EXERCISE PROMPT: Give every line of the data again, exactly.

DATA IN THIS EXERCISE: Begin

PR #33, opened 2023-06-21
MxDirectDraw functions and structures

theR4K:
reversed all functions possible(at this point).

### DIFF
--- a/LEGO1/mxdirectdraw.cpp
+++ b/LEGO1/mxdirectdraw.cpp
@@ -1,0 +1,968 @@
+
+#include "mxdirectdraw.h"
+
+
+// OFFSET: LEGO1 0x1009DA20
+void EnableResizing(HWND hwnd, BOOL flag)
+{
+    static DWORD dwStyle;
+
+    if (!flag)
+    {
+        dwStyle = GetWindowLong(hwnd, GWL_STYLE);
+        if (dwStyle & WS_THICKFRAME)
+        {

DATA IN THIS EXERCISE: End

REPLY TO THE EXERCISE:
PR #33, opened 2023-06-21
MxDirectDraw functions and structures

theR4K:
reversed all functions possible(at this point).

### DIFF
--- a/LEGO1/mxdirectdraw.cpp
+++ b/LEGO1/mxdirectdraw.cpp
@@ -1,0 +1,968 @@
+
+#include "mxdirectdraw.h"
+
+
+// OFFSET: LEGO1 0x1009DA20
+void EnableResizing(HWND hwnd, BOOL flag)
+{
+    static DWORD dwStyle;
+
+    if (!flag)
+    {
+        dwStyle = GetWindowLong(hwnd, GWL_STYLE);
+        if (dwStyle & WS_THICKFRAME)
+        {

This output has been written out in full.